A: Get rid of all the crud. Standardize on something simple, with a very simple API. Unix you can argue is not the best API, but it's quite simple and concise. Standards have the problem of volumes of documentation and all of this "stuff" that you have to buy into. Why do you have to say this in a complicated way? Get rid of all the excess and layer the standard so you don't have to buy into the way that you find and locate your broker network, maybe just have a standard for forwarding. As soon as you add one feature, you end up bloating the standard because everyone has to support it. You start reading all of the documentation and it gets confusing. Total order sounds great, but then half a year later you realize everything is running too slow.

Q: The broker server is a logical server. If I publish, how can I find the best available broker to publish my messages?

A: In the current system you got to the directory, and it assigns you to someone.

Q: How do you store predicates and subscriptions at the brokers, and do you generate false positives?

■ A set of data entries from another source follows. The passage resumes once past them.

PR #12226, opened 2021-06-16
rnn leftovers

flexsurfer:
fixes: #12224
fixes: #12225
fixes: #12236

PR #12241, opened 2021-06-21
RNN e2e aligned

churik:
more e2e fixes after RN upgrade


churik:
Below will be result for failed e2e in nightly + this fix on build from #12226

Serhy (approved):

A: No, we don't generate false positives. We have very simple filters: equality, prefix, hash values, and so on. While delivery is going, a client may have crashed; what happens if it comes back with changed filters? We have dynamic filters and filters change on the fly. When we're replaying messages, we apply the current filter, not the old filter. It's the closest to a false positive that we have. When you change filters dynamically, you can not have the same guarantees as when you start a subscription. The guarantee that you see all of the messages goes out of the window, because there is an interval between changes of filters when you do not have this guarantee.

Q: Are your consumers asking for additional features, and if so what? Do they want more expressive features?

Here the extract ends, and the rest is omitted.